> _THE INPUT_:
PR #949, opened 2021-04-21
Allow test to run in both python 2.7 and python 3.3+ wrt reloading modules

avrata:
The test_plugin_detection test was failing for me in python 2.7 due to a missing `importlib.reload()`. I believe this is only available in python 3.4+. 

This change lets the test fall back to `imp.reload()` in cases where it can't find the `importlib` one. 

There is a related question about how the 2.7 tests did not detect this which I think is related to a missing `mock` module. I'll follow up offline about that.

### DIFF
--- a/tests/test_plugin_detection.py
+++ b/tests/test_plugin_detection.py
@@ -44,6 +44,7 @@ try:
     # Python3:  use importlib.reload
     from importlib import reload as import_reload
 except ImportError:
+    # Python2:
     from imp import reload as import_reload
 
 import opentimelineio as otio
--- a/tests/test_plugin_detection.py
+++ b/tests/test_plugin_detection.py
@@ -41,7 +41,7 @@ except ImportError:
         could_import_mock = False
 
 try:
-    # Python 3.4 forwards use importlib.reload
+    # Python3:  use importlib.reload
     from importlib import reload as import_reload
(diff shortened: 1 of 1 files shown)


tests/test_plugin_detection.py
```diff
@@ -41,6 +40,11 @@
         # Mock appears to not be installed
         could_import_mock = False
 
+try:
+    # Python 3.4 forwards use importlib.reload
```
ssteinbach, line 44:
```suggestion
    # Python3:  use importlib.reload
```
very small nitpick to make it easier to find this later and remove it (when we eventually drop python2 support).

tests/test_plugin_detection.py
```diff
@@ -41,6 +40,11 @@
...
+    from importlib import reload as import_reload
+except ImportError:
+    from imp import reload as import_reload
```
ssteinbach, line 47:
```suggestion
    # Python2:
    from imp import reload as import_reload
```

ssteinbach (changes requested):

ssteinbach:
Very small request - just want to put comments in that are like the other comments in the codebase to make it easier to find this via future Grepping.  thanks!

ssteinbach (approved):

PR #955, opened 2021-04-28
Refactor setup.py for cmake updates

reinecke:
Refactors `setup.py` to properly leverage the newly cleaned up cmake builds (reworked in #837).

**Summarize your change.**

Our `setup.py` had been arranged to try and figure out the final install location for for the libraries and place products in there. The python packaging utilities actually want you to assemble your build into a temp location where it will then pick it up to either package or install to the proper place.

This refactor now tells the cmake build to install into that temp location. Because of this, we have to manually maintain much less code that supports determining the user's desired end action with the assembled package (e.x. install, install using --user, bdist, bdist_wheel).

Also removed `_Ctx` class instance that was storing build config as a global - it made it hard to follow the flow of code and would likely be prone to bugs.

PR #837, opened 2020-12-08
Cmake cleanup

meshula:
This commit allows a full cmake build.

- consolidate options at the top level
- detect a "reasonable" place to install the python components
- restrict gcov coverage to platforms that support it (those built with gcc)
- use cmake build from setup,py on all platforms (cmake will call make appropriately, so the outcome is identical to how it was)
- update submodules (any/optional/etc) BEFORE installing them
- add ability to build OTIO libraries as static
- add optional debug postfix because windows release/debug builds are not compatible
- add platform appropriate rpaths (@loader_path on Mac, $ORIGIN on Linux)
- add ability for cmake to do an install into the python environment so that a cmake build automatically results in a functional python build
- more granular build control (turn python builds or c++ builds on or off independently)
- For IDEs, rename the .sln or .xcode file to OpenTimelineIO (was OPENTIMELINEIO_ROOT)

PR #956, opened 2021-04-28
Refactor setup.py to build and stage into temp area for setup.py to install from

reinecke:
Refactors `setup.py` to properly leverage the newly cleaned up cmake builds (reworked in #837).

(Note: this replaces #955 that wouldn't reopen due to GitHub oddness)

**Summarize your change.**

Our `setup.py` had been arranged to try and figure out the final install location for for the libraries and place products in there. The python packaging utilities actually want you to assemble your build into a temp location where it will then pick it up to either package or install to the proper place.

This refactor now tells the cmake build to install into that temp location. Because of this, we have to manually maintain much less code that supports determining the user's desired end action with the assembled package (e.x. install, install using --user, bdist, bdist_wheel).

Other changes include:
- Removed `_Ctx` class instance that was storing build config as a global - it made it hard to follow the flow of code and would likely be prone to bugs.
- Removed setuptools and pip version checks [per this conversation](https://github.com/PixarAnimationStudios/OpenTimelineIO/pull/955#discussion_r622365200)
- Updated `-jx` flag generation to be based on detected number of system CPUs (better compile speeds!)


setup.py
```diff
@@ -87,142 +64,106 @@ def cmake_version_check():
...
+        )
+
+        cmake_args += [
+            '-DOTIO_PYTHON_INSTALL_DIR=' + install_dir,
+            '-DCMAKE_INSTALL_PREFIX=' + cmake_install_prefix,
+        ]
+
+        if platform.system() == "Windows":
+            if sys.maxsize > 2**32:
+                cmake_args += ['-A', 'x64']
```
reinecke, line 133: Migrated from @meshula on [previous PR](https://github.com/PixarAnimationStudios/OpenTimelineIO/pull/955#discussion_r621901333):
> per usd_build.py, we should detect VS2019 or greater, as this argument doesn't apply for VS2017 and less, where 64 bit builds are indicated by appending "Win64" to the build target.

meshula: Alternatively we could add a note to our readme that currently vs2019 or later is required.

meshula (approved):

setup.py
ssteinbach: VFX Platform seems to support minimum vs2017 across the board, FWIW

ssteinbach (approved):
One note about vs 2017 vs 2019 and a formatting note suggestion to match the rest of the file.  Thanks!

setup.py
reinecke: In this re-factor I didn't actually change any of the build behavior beyond re-targeting the locations build products land in.

On this issue, I was thinking we address this when we do the cibuildwheel change because it will exercise a lot of wacky environment combos that will test what we want to address. How does that sound?

meshula: That's what I was implying by "currently vs2019". It's not a heavy lift to add vs2017 support, but at the same time, it is also not a regression due to this change; so a note in the Readme, now that we've noted the issue, suffices IMO

setup.py
```diff
@@ -87,183 +63,109 @@ def cmake_version_check():
...
+            os.makedirs(self.build_temp_dir)
+
+        debug = (self.debug or bool(os.environ.get("OTIO_CXX_DEBUG_BUILD")))
+        self.build_config = ('Debug' if debug else 'Release')
+
+        self.cmake_generate()
+        self.cmake_install()
+
+    def cmake_generate(self):
+        # Determine the target directory for the built library
```
JeanChristopheMorinPerso, line 104: I would add a more explicit explanation to say that the built library needs to go into the build's directory so that the it's picked up correctly by the rest of setuptools build? It might make it easier to remember what was needed in order to have the libraries included in the wheels.

reinecke: Good idea, done!

JeanChristopheMorinPerso:
When some hacks are removed from a setup.py file, it makes me extremely happy 😁

Great work!

ssteinbach (approved):
This looks great.  Anything else you want to change on this?  Or is it ready to land?

reinecke:
Let's land this one and move on! I'll do it now.

PR #958, opened 2021-04-30
uncomment github actions dependabot config

ssteinbach:
- add dependabot support for versioning GitHub actions


meshula (approved):
daily makes sense to me, as updates are likely to have critical fixes against things like mining attacks.

ssteinbach:
Exactly

PR #86, opened 2018-01-08
Clarify missing functionality

cpu:


cpu:
Self-merging since this is only a small README change.

Issue #84, opened 2018-01-06
Required 'orders' key missing in account objects


sophie-h:
> orders (required, string):
> A URL from which a list of orders submitted by this account can be fetched via a GET request, as described in Section 7.1.2.1.

PR #87, opened 2018-01-08
Return "orders" field of account even when empty.

cpu:
This commit updates the `acme/common.go` type for `Account` to remove
the `omitempty` json tag. This ensures the field is returned even when
empty (e.g. because the account was just created).

Also clarify that there isn't a way to get or update account details
presently. (E.g. the fact that `orders` is never populated is OK for now
because there's not any way to get an Account object in a response
except from a successful newAccount req that has an empty orders field).

cc @sophie-h

Resolves https://github.com/letsencrypt/pebble/issues/84

### DIFF
--- a/README.md
+++ b/README.md
@@ -13,6 +13,9 @@ Pebble is **NOT INTENDED FOR PRODUCTION USE**. Pebble is for **testing only**.
 By design Pebble will drop all of its state between invocations and will
 randomize keys/certificates used for issuance.
 
+Pebble is not yet a **complete** ACME implementation. It does not presently
+support revocation, account key rollover or account update/retreival.
+
 ## Goals
 
 1. Produce a simplified testing front end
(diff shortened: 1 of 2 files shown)


sophie-h:
Hey @cpu,

I don't think this resolves #84 because this returns an empty string (correct?) for 'orders' which is not a URL with `https:` schema.

cpu:
Hi @sophie-h,

> I don't think this resolves #84 because this returns an empty string (correct?) for 'orders' which is not a URL with https: schema.

Oops, I overlooked that the field is `string` not `[]string`. My intention was for it to return `orders: []`, an empty array of strings. I think that's correct since there are no orders yet and so no order URLs.

I'll fix the field type so that the above happens correctly. Thanks for catching that!

sophie-h:
Noo :laughing:

```
   orders (required, string):  A URL from which a list of orders
      submitted by this account can be fetched via a GET request, as
      described in Section 7.1.2.1.
```

cpu:
@sophie-h Ugh! I swore there was a point when the spec returned `orders (required, []string)` of URLs.

I'm going to close this PR then since I don't have cycles to implement a new endpoint for retrieving orders and the spec doesn't allow for an empty response of any use. Clients should keep track of their own orders for now. Thanks for clearing the cobwebs out of my head on this one.

Issue #90, opened 2018-02-07
newAccount returning status as empty string


rmbolger:
Currently testing against commit eb01c4f using Windows PowerShell 5.1's `Invoke-WebRequest`.

When I submit a newAccount request to the `/sign-me-up` endpoint, everything goes as expected except the value of `status` in the returned account object. The HTTP response code is 201. The headers include a new nonce and Location Url of the new account. And the body is returned as:

```javascript
{
   "status": "",
   "contact": [
      "mailto:me@example.com"
   ],
   "termsOfServiceAgreed": true,
   "onlyReturnExisting": false
}
```

[Section 7.3 of the 09 spec](https://tools.ietf.org/html/draft-ietf-acme-acme-09#section-7.3) would have me believe `status` should be set to `"valid"`. Or am I misinterpreting?

Here are the associated Pebble logs:

```
Pebble 2018/02/07 14:48:07 Generated new root issuer with serial 7b3527e7d7cfcc40
Pebble 2018/02/07 14:48:07 Generated new intermediate issuer with serial 160a8981343113e1
Pebble 2018/02/07 14:48:07 Configured to reject 15% of good nonces
Pebble 2018/02/07 14:48:07 Pebble running, listening on: 0.0.0.0:14000
Pebble 2018/02/07 14:48:23 HEAD /nonce-plz -> calling handler()
Pebble 2018/02/07 14:52:23 POST /sign-me-up -> calling handler()
Pebble 2018/02/07 14:52:23 There are now 1 accounts in memory
```

cpu:
Hi @rmbolger 

> Section 7.3 of the 09 spec would have me believe status should be set to "valid". Or am I misinterpreting?

You're not misinterpreting. Sounds like a Pebble bug. Thanks for reporting!

cpu:
Hi again @rmbolger :wave:

This should be fixed for you in master with 48220a83e693ea77ccadbba76a44ca74ef4fa6f4. Thanks again

rmbolger:
Thanks everyone.

PR #91, opened 2018-02-09
Rework NewAccount to ensure a status is returned.

cpu:
Prior to this commit `wfe.NewAccount` returned an account object with an
empty status field when it should be "valid". This commit ensures that
the initial account object is created with the `Status` field set to
"valid".

This commit also refactors the `NewAccount` code such that the
`acme.Account` type can be used for already created accounts and doesn't
need to maintain a `ToSAgreed` or `OnlyReturnExisting` field. Instead
the WFE uses a throw away struct for the new-account request that holds
the `ToSAgreed` and `OnlyReturnExisting` fields. This helps prevent the
client from POSTing their own `Status` or `Orders` field and makes the
internal types cleaner.

Thanks to @rmbolger for flagging this spec divergence. Resolves https://github.com/letsencrypt/pebble/issues/90

### DIFF
--- a/acme/common.go
+++ b/acme/common.go
@@ -24,11 +24,9 @@ type Identifier struct {
 }
 
 type Account struct {
-	Status             string   `json:"status"`
-	Contact            []string `json:"contact"`
-	ToSAgreed          bool     `json:"termsOfServiceAgreed"`
-	Orders             string   `json:"orders,omitempty"`
-	OnlyReturnExisting bool     `json:"onlyReturnExisting"`
+	Status  string   `json:"status"`
+	Contact []string `json:"contact"`
+	Orders  string   `json:"orders,omitempty"`
 }
 
 // An Order is created to request issuance for a CSR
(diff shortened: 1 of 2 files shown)


shred:
I am not sure if this PR breaks `onlyReturnExisting`.

For my test, I create a new account with `{"termsOfServiceAgreed":true}`. After that, I try to create a new account for the same key pair and with `{"onlyReturnExisting":true}`.

I expect that the location

cpu:
@shred You're correct - I overlooked this side effect when I moved the ToS check as part of this PR. Apologies for the regression!

This should be fixed in master now thanks to https://github.com/letsencrypt/pebble/pull/93 and @munnerz :tada:

cpu:
> The only regression I have in my tests now is that when I fetch the account resource, the termsOfServiceAgreed field is now missing (was true previously). The field is optional though, so I don't think it's really a bug.

Agreed. I think I'd prefer to have the server not send that field in the response since for Pebble's there's no case where you could get back a value other than true.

> _EXERCISE REQUIREMENTS_: The job is to copy each line from the material above that holds the word "hard".

> _RESPONSE FOR THIS EXERCISE_:
Also removed `_Ctx` class instance that was storing build config as a global - it made it hard to follow the flow of code and would likely be prone to bugs.
- Removed `_Ctx` class instance that was storing build config as a global - it made it hard to follow the flow of code and would likely be prone to bugs.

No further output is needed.